Adaptive Load Balancing bond fails if one of the member links goes down and then recovers
book
Article ID: 111976
calendar_today
Updated On:
Products
CA Privileged Access Manager (PAM)
Issue/Introduction
We have configured the PAM server with 2 NICs (Network Interface Cards), let us call them NIC_A and NIC_B, bonded in Adaptive Load Balancing mode.
When the communication through NIC_A breaks down, the communication from/to the PAM server continues through the NIC_B. This is the expected behavior.
However, when the communication through the failing NIC_A is recovered, the PAM server becomes non-accessible via network. The only way to recover from this situation is disabling and enabling again the one which has not failed, NIC_B, or reboot the entire PAM server.
Environment
Physical Appliances running PAM Server 3.x or above.
Cause
The network device Port Channel feature bundles individual links into a channel group to create a single logical link that provides the aggregate bandwidth of up to eight physical links. If a member port within a Port Channel fails, traffic previously carried over the failed link switches to the remaining member ports within the port channel.
The switch had the Port Channel feature enabled, so it assumed it had to manage the links for eventual disconnections, too.
So, the problem cause was that both, the PAM Server and the switch were trying to manage the bonding, resulting in a total link failure.
Resolution
Disable the Port Channel feature in the network devices for the links that are connected to the PAM appliances.
Additional Information
A similar situation occurs with bondings having more that 2 NICs.

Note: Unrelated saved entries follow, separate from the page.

PR #4786, opened 2024-08-07
refactor: container image lister as go binary, add support for reporting image size

cameronmeissner:
refactor: container image lister as go binary, add support for reporting image size

**What type of PR is this?**

refactors container image list (bom) generation during VHD builds to use a new go binary rather than an ad-hoc and error-prone bash script, also adds support for reporting the size (in bytes) of each listed container image

example diff (CBLMarinerV2Gen2ARM64): https://www.diffchecker.com/QiHqB0kW/ 

Fixes #

**Requirements**:

- [ ] includes documentation
- [ ] adds unit tests

**Release note**:

```
none
```


vhdbuilder/lister/go.mod
```diff
@@ -0,0 +1,62 @@
+module github.com/Azure/agentbaker/vhdbuilder/lister
+
+go 1.21
```
cameronmeissner, line 3: this makes me sad but the dev container we use doesn't support go 1.22...

packer.mk
```diff
@@ -106,3 +106,13 @@ build-nbcparser-all:
 build-nbcparser-binary:
 	@echo "Building nbcparser binary"
 	@bash -c "pushd nbcparser && CGO_ENABLED=0 GOOS=linux GOARCH=$(ARCH) go build -o bin/nbcparser-$(ARCH) main.go && popd"
+
+build-lister-binary:
+ifeq (${ARCHITECTURE},X86_64)
+	@echo "Building lister binary for amd64"
+	@bash -c "pushd vhdbuilder/lister && CGO_ENABLED=0 GOOS=linux GOARCH=amd64 go build -o bin/lister main.go && popd"
```
djsly, line 113: could we use a variable for the GOARCH and only have one `go build` line ?

```
GOARCH=amd64
ifeq (${ARCHITECTURE},ARM64)
    GOARCH=arm64
endif
@echo "Building lister binary for ${GOARCH}"
@bash -c "pushd vhdbuilder/lister && CGO_ENABLED=0 GOOS=linux GOARCH=${GOARCH} go build -o bin/lister main.go && popd"
```

cameronmeissner: I tried that exact approach and I was having trouble getting it working, I can revisit though

cameronmeissner: refactored

PR #4787, opened 2024-08-07
test: don't update existing cluster

r2k1:
Currently, we re-use long-running clusters.

The cluster name is based on a configuration hash, so any change in the cluster configuration should lead to the creation of a new cluster.

Currently, the CreateOrUpdate AKS cluster command is called on every test run. It seems to trigger an update even if nothing has changed. Concurrent updates are not allowed and lead to test failures (for example, when tests are executed concurrently for different PRs).

It should reduce test flakiness and slightly speed up test execution.


e2e/cluster.go
```diff
@@ -147,8 +148,29 @@ func hash(cluster *armcontainerservice.ManagedCluster) string {
...
+	if errors.As(err, &azErr) && azErr.StatusCode == 404 {
+		return createNewAKSClusterWithRetry(ctx, t, cluster)
+	}
+	if err != nil {
+		return nil, fmt.Errorf("failed to get cluster %q: %w", *cluster.Name, err)
+	}
+	switch *existingCluster.Properties.ProvisioningState {
+	case "Succeeded":
+		return &existingCluster.ManagedCluster, nil
+	case "Creating", "Updating":
```
cameronmeissner, line 163: should we add "Upgrading" here as well for completeness? granted I don't think we'd ever actually be in that situation unless AKS force-upgrades us

cameronmeissner (approved):

PR #4792, opened 2024-08-08
feat: use new configmap toggle structure

timmy-wright:
**What type of PR is this?**

/kind feature

The vhd override toggle structure is changing so we need to modify the way we lookup version overrides.

This change modifies the way toggles are passed into AgentBaker. Instead of a "GetMap" and "GetString" methods, a GetLinuxSigImageVersion" method is passed in. This means we can delete all the toggle code in AgentBaker and come code in RP that converts from the RP Rollout toggle structure to the AB toggle structure.

The aks-rp PR to provide this method (and the new toggles) is here: 

https://msazure.visualstudio.com/CloudNativeCompute/_git/aks-rp/pullrequest/10612305

**Requirements**:

- [ ] includes documentation
- [x] adds unit tests

**Release note**:

```
none
```


pkg/agent/bakerapi.go
```diff
@@ -78,7 +78,9 @@ func (agentBaker *agentBakerImpl) GetNodeBootstrapping(ctx context.Context, conf
 		e := toggles.NewEntityFromNodeBootstrappingConfiguration(config)
 		imageVersionOverrides := agentBaker.toggles.GetLinuxNodeImageVersion(e)
 		if imageVersion, ok := imageVersionOverrides[string(distro)]; ok {
```
cameronmeissner, line 80: we can probably simplify this

```suggestion
		if imageVersion := imageVersionOverrides[string(distro)]; imageVersion != "" {
		    nodeBootstrapping.SigImageConfig.Version = imageVersion
		}
```

pkg/agent/bakerapi_test.go
```diff
@@ -184,11 +184,19 @@ var _ = Describe("AgentBaker API implementation tests", func() {
 
 		It("should return the correct bootstrapping data when linux node image version override is present", func() {
 			toggles.Maps = map[string]agenttoggles.MapToggle{
-				"linux-node-image-version": func(entity *agenttoggles.Entity) map[string]string {
+				"vhd-types": func(entity *agenttoggles.Entity) map[string]string {
 					return map[string]string{
-						string(datamodel.AKSUbuntu1604): "202402.27.0",
+						"vhd-type": "override",
```
cameronmeissner, line 189: this would be `1P` in real cases right?

timmy-wright: It would have been, but I reverted this change. Didn't want to leak 1p vs 3p terms into this repo.

pkg/agent/bakerapi.go
```diff
@@ -77,8 +77,12 @@ func (agentBaker *agentBakerImpl) GetNodeBootstrapping(ctx context.Context, conf
 		// handle node image version toggle/override
 		e := toggles.NewEntityFromNodeBootstrappingConfiguration(config)
 		imageVersionOverrides := agentBaker.toggles.GetLinuxNodeImageVersion(e)
-		if imageVersion, ok := imageVersionOverrides[string(distro)]; ok {
+		if imageVersion := imageVersionOverrides[string(distro)]; imageVersion != "" {
 			nodeBootstrapping.SigImageConfig.Version = imageVersion
+
+			if imageVersion != "" {
```
cameronmeissner, line 83: don't need this nested if anymore

pkg/agent/bakerapi_test.go
```diff
@@ -339,10 +366,18 @@ var _ = Describe("AgentBaker API implementation tests", func() {
...
 			toggles.Maps = map[string]agenttoggles.MapToggle{
-				"linux-node-image-version": func(entity *agenttoggles.Entity) map[string]string {
+				"vhd-types": func(entity *agenttoggles.Entity) map[string]string {
 					return map[string]string{
-						string(datamodel.AKSUbuntu1804): "202402.27.0",
+						"vhd-type": "override",
+					}
+				},
+				"linux-node-image-version": func(entity *agenttoggles.Entity) map[string]string {
+					if entity.Fields["vhd-type"] == "override" {
```
cameronmeissner, line 375: probably don't want references to `vhd-types` in tests if we're not gonna end up using it

timmy-wright: Removed, but then added it back as part of the split of files.

pkg/agent/bakerapi.go
timmy-wright: Removed.

pkg/agent/bakerapi.go
```diff
@@ -100,7 +100,7 @@ func (agentBaker *agentBakerImpl) GetLatestSigImageConfig(sigConfig datamodel.SI
 	if !distro.IsWindowsDistro() {
 		e := toggles.NewEntityFromEnvironmentInfo(envInfo)
 		imageVersionOverrides := agentBaker.toggles.GetLinuxNodeImageVersion(e)
-		if imageVersion, ok := imageVersionOverrides[string(distro)]; ok {
+		if imageVersion, ok := imageVersionOverrides[string(distro)]; ok && imageVersion != "" {
```
cameronmeissner, line 103: we should be able to simplify everywhere to how we're doing it now on line 80

timmy-wright: Done.

pkg/agent/bakerapi_test.go
```diff
@@ -462,65 +411,5 @@ var _ = Describe("AgentBaker API implementation tests", func() {
 				Expect(config.Gallery).To(Equal("aksazurelinux"))
 			}
 		})
-
-		It("should return correct value for all existing distros with linux node image version override", func() {
```
cameronmeissner, line 466: just want to confirm we're not losing any coverage by removing this

timmy-wright: I don't think we are. However, I've added it back - figured out a way to simulate the old behavior. Better safe than sorry.

cameronmeissner (approved):

PR #4796, opened 2024-08-08
feat: support kubelet serving certificate rotation

cameronmeissner:
**What type of PR is this?**

adds to support to AgentBaker for kubelet serving certificate rotation on both Linux and Windows.

Fixes #

**Requirements**:

- [ ] includes documentation
- [ ] adds unit tests

**Release note**:

```
none
```


cameronmeissner:
@Bryce-Soghigian for adding new variable to Karpenter contract

pkg/agent/baker.go
```diff
@@ -266,46 +266,57 @@ func normalizeResourceGroupNameForLabel(resourceGroupName string) string {
...
-			profile.KubernetesConfig.ContainerRuntime == "containerd" {
-			for _, flag := range dockerShimFlags {
-				delete(kubeletFlags, flag)
-			}
+	kubeletFlags := config.KubeletConfig
+
+	// If using kubelet config file, disable DynamicKubeletConfig feature gate and remove dynamic-config-dir
+	// we should only allow users to configure from API (20201101 and later)
+	delete(kubeletFlags, "--dynamic-config-dir")
+	delete(kubeletFlags, "--non-masquerade-cidr")
```
djsly, line 278: what's the link with `non-masquerade-cidr` ?

djsly:
unless I"m blind :) this PR only adds logic to properly configure kubelet correct ? with he new kubelet configurations, do we need to configure something else for those new config to work ?

djsly (approved):

cameronmeissner:
> unless I"m blind :) this PR only adds logic to properly configure kubelet correct ? with he new kubelet configurations, do we need to configure something else for those new config to work ?

the only thing we should need to make sure of when `--rotate-server-certificates` is set is that we don't clobber it with `tls-cert-file` and `tls-private-key-file`, which the new code already takes care of

besides that, there's nothing else for us to do on the AgentBaker side - RP will only start settings this flag based on FE validation logic (gated behind toggles), and at the same we will also start deploying the component which will approve the CSRs that kubelet creates at cert bootstrap/rotation time when `--rotate-server-certificates` is set

pkg/agent/baker.go
cameronmeissner: this is old code that needs to remain, though I couldn't tell you the exact reason why we filter out `--non-masquerade-cidr` - I know for a fact that `--dynamic-config-dir` not being filtered out previously has caused outages

AbelHu (approved):
LGTM. Thanks for the PR.

Devinwong (approved):

pkg/agent/utils.go
```diff
@@ -449,6 +488,7 @@ func getAKSKubeletConfiguration(kc map[string]string) *datamodel.AKSKubeletConfi
 		EnforceNodeAllocatable:         strings.Split(kc["--enforce-node-allocatable"], ","),
 		StreamingConnectionIdleTimeout: datamodel.Duration(kc["--streaming-connection-idle-timeout"]),
 		RotateCertificates:             strToBool(kc["--rotate-certificates"]),
+		ServerTLSBootstrap:             strToBool(kc["--rotate-server-certificates"]),
```
anujmaheshwari1, line 491: will the flag always be set? iirc from the validator, this flag is set for 1.19 and above? what about provisioning for clusters < 1.19? i believe there are still some unsupported clusters out there, if they were to do SP reset, they'd get new logic and then this would fail?

IF they are using custom kubelet config. happy to leave this as is if you think we will always have the flag set, otherwise probably a good idea to first check if its present and then set it?

parts/linux/cloud-init/artifacts/cse_cmd.sh
```diff
@@ -119,6 +119,7 @@ PROXY_VARS="{{GetProxyVariables}}"
 ENABLE_TLS_BOOTSTRAPPING="{{EnableTLSBootstrapping}}"
 ENABLE_SECURE_TLS_BOOTSTRAPPING="{{EnableSecureTLSBootstrapping}}"
 CUSTOM_SECURE_TLS_BOOTSTRAP_AAD_SERVER_APP_ID="{{GetCustomSecureTLSBootstrapAADServerAppID}}"
+ENABLE_KUBELET_SERVING_CERTIFICATE_ROTATION="{{EnableKubeletServingCertificateRotation}}"
```
anujmaheshwari1, line 122: @tallaxes @Bryce-Soghigian FYI, additive change to cse_cmd.sh

anujmaheshwari1: oops you already tagged Bryce earlier, I missed that!

pkg/agent/utils.go
cameronmeissner: I thought about this as well, though `strToBool` will return false if the flag isn't there (the implementation is quite... interesting)

and the RP validator now always explicitly sets the flag

parts/linux/cloud-init/artifacts/cse_cmd.sh
Bryce-Soghigian: ty mr anuj

pkg/agent/utils.go
cameronmeissner: followed-up offline, will put in a fix to RP, ensuring we never set this flag on k8s < 1.8

parts/linux/cloud-init/artifacts/cse_cmd.sh
tallaxes: It looks like if we don't include this flag at all, the current functionality is preserved (i.e. it is equivalent to setting it to `false`, right?

PR #4800, opened 2024-08-09
draft: schema discussions

Devinwong:
**What type of PR is this?**

Fixes #

**Requirements**:

- [ ] includes documentation
- [ ] adds unit tests

**Release note**:

```
none
```


parts/linux/cloud-init/artifacts/components.json
```diff
@@ -8,512 +10,18 @@
         "1.8.22"
       ]
     },
+
+    //new
     {
-      "downloadURL": "mcr.microsoft.com/oss/kubernetes/metrics-server:*",
+      "name": "nvidia-cuda",
```
UtheMan, line 16: What is the difference between "name" and "fullPackageName"?

parts/linux/cloud-init/artifacts/components.json
```diff
@@ -8,512 +10,18 @@
...
+      "type": "containerimages //extend to OCI |Tar|tgz when merging with packages,
+      "action": "cacheandfetch|fetchonly|config",  //where cacheandfetch is cached at build time and also to fetch at provisioning time if not cached. fetchonly is only fetching at provisioning time but not caching. config is neither cache nor fetch but just for storing data for other purpose. Open to change the names of the values.
```
Devinwong, line 18: @ganeshkumarashok do you still a config for passing the value to the CSE? If not I can remove this. Though even it's needed, we can still discuss if there are better ways to put in the component.json

parts/linux/cloud-init/artifacts/components.json
```diff
@@ -8,512 +10,18 @@
         "1.8.22"
       ]
     },
+
+    //new
     {
-      "downloadURL": "mcr.microsoft.com/oss/kubernetes/metrics-server:*",
+      "name": "nvidia-cuda",
+      "type": "containerimages //extend to OCI |Tar|tgz when merging with packages,
```
cameronmeissner, line 17: nit: `containerimage` -> `image`

parts/linux/cloud-init/artifacts/components.json
Devinwong: full Image Name = registryURL + fullPackageName
name is mainly for applying logic in the scripts. For example, 
```
if name=="nvidia-cuda", do A; 
if name =="nvidia-grid", do b;
```
Another option is to put fullPackageNames, instead of name in the if conditions above.
But I guess there could be cases that the 2 fullPackageNames happen to be the same but the registryURLs are different.
Then we need a name for the feature owner to define the logic separately.

parts/linux/cloud-init/artifacts/components.json
cameronmeissner, line 18: for action, I'd probably use `cache`/`fetch`/`config` (also, what will config actually be used for?), where
`cache` signifies that we must always have the component `cache`d  by the time provisioning ends (whether that be during build or provisioning time doesn't matter), and `fetch`signifies we only fetch at runtime

parts/linux/cloud-init/artifacts/components.json
```diff
@@ -8,512 +10,18 @@
...
+      "action": "cacheandfetch|fetchonly|config",  //where cacheandfetch is cached at build time and also to fetch at provisioning time if not cached. fetchonly is only fetching at provisioning time but not caching. config is neither cache nor fetch but just for storing data for other purpose. Open to change the names of the values.
+    "registryURL": "mcr.microsoft.com/",
```
cameronmeissner, line 19: could we have different fields for different `type`s? e.g. I think for type `image` it would make more sense to have `registryURL`+ `repo`, and for type `tar` we have `downloadURL`, etc.

parts/linux/cloud-init/artifacts/components.json
Devinwong: runtime != provisioning time? What is the difference?

I thought there are only 2 timing to download/install a package? One is at building in the packer VM and the other is RP passing CSE when (provisioning) bootstrapping a node?

parts/linux/cloud-init/artifacts/components.json
```diff
@@ -1,5 +1,7 @@
+// This is not a valid json. Just for schema discussion
 {
   "ContainerImages": [
+    //old
```
UtheMan, line 4: Could you share an example based on current containerd components.json? I'm trying to understand what the new schema would look like for a component which has multiple different versions based on the SKU

parts/linux/cloud-init/artifacts/components.json
Devinwong: Right I also thought about this.
Or keep separating `ContainerImages` and `Packages` into 2 groups at root level if they have many differences. Then `type` could be more "local". For example, each Package has a `type: OCI | tar| tgz` etc. ContainerImage has no `type`

UtheMan: Do you mean we would have different sets of fields in the same json? That could be annoying eventually when we will want to parse the json in the code (e.g. for testing)

parts/linux/cloud-init/artifacts/components.json
UtheMan: Oh i see, i was just a bit confused about the discrepancy between names here

parts/linux/cloud-init/artifacts/components.json
Devinwong: Updated in the code. Please update the latest commit.
Now I start thinking we should probably leave 2 groups `ContainerImages` and `Packages` because
- their schema are quite different
- avoid breaking older images. (We will be just adding new keys but not remove/modify them)

parts/linux/cloud-init/artifacts/components.json
Devinwong: You are good. That's a good call out.

parts/linux/cloud-init/artifacts/components.json
cameronmeissner: runtime == provisioning time, I use the terms interchangeably which is probably something I should stop doing

my suggestion is:

`cache` = build time/provisioning time
`fetch` = provisioning time only

parts/linux/cloud-init/artifacts/components.json
cameronmeissner: fair, though I don't think it would be a huge deal

we could always keep container images and package separate to deal with that

jason1028kr: Is there a clear benefit to merging `ContainerImages` and `Packages` schema?

parts/linux/cloud-init/artifacts/components.json
Devinwong: I see. That makes sense.
One thing comes to me: Recently `cni` removed fetching at provisioning time. Instead it just uses whatever cached at build time. So in this case, it's the feature owner who determines how to react to the `cache`, `fetch` value from components.json. For example, in components.json, `cni` set to `cache`. But in the scripts, it will only cache it but not also fetch it.

parts/linux/cloud-init/artifacts/components.json
```diff
@@ -8,412 +10,26 @@
...
-            ]
-          }
-        }
-      }
-    },
     {
       "name": "containerd",
+      "type": "OCI |Tar|tgz|custom",
       "downloadLocation": "/opt/containerd/downloads",
+      "deps": ["runc", "<another package>"],
```
Devinwong, line 32: Adding a `deps` (optional) here so that we can ensure the dependencies are installed before this package. Now we are relying on the order of the packages. But having a `deps` should be more reliable. Need additional implementation in the codes for sure.

parts/linux/cloud-init/artifacts/components.json
```diff
@@ -432,88 +49,28 @@
...
-              "1.4.54",
-              "1.5.28",
-              "1.5.32"
-            ],
-            "downloadURL": "https://acs-mirror.azureedge.net/azure-cni/v${version}/binaries/azure-vnet-cni-linux-${CPU_ARCH}-v${version}.tgz"
+              "1.7.13"
+            ]
+          },
+          "v3-kata": {
+            "versions": []
```
Devinwong, line 64: Kata team raised a request. They don't want `containerd` to be (re)installed because it was already installed somewhere else. I am thinking adding a "kata" at the os release version level. 
**My main question: Mariner.v3-kata is at the same level as Mariner.v2, Mariner.v3. Does this sound making sense?**
And if the versions array is empty, the for loop in install-dependencies.sh will just ignore it.
Also I will need to use FEATURE_FLAGS to determine if it's a Kata release.

Devinwong: This feature is completed

PR #4801, opened 2024-08-09
cleanup: removing netcat from ubuntu, moving to curl to connectivity checks

djsly:
**What type of PR is this?**
/kind cleanup
/kind failing-test

It was reported that the NC (netcat) command uses tcp which only looks if the port of open and listening, it doesnt verify that SSL is confiured, we still need to configure --insecure since the apiserver's certificate is self-signed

In this case, all the NICs in the bonding except for one have to fail and the general failure accessing the PAM server will occur when all of them have recovered.
For instance, in a PAM server with 4 NICs, NIC_1, NIC_2, NIC_3 and NIC4, in a bond in Adaptive Load Balancing mode, there should be failures in NIC_1, NIC_2 and NIC_3 for the problem to occur. The PAM server communication failure will happen when the last one of the failing NICs got finally recovered, but not when just 1 or 2 of them had recovered.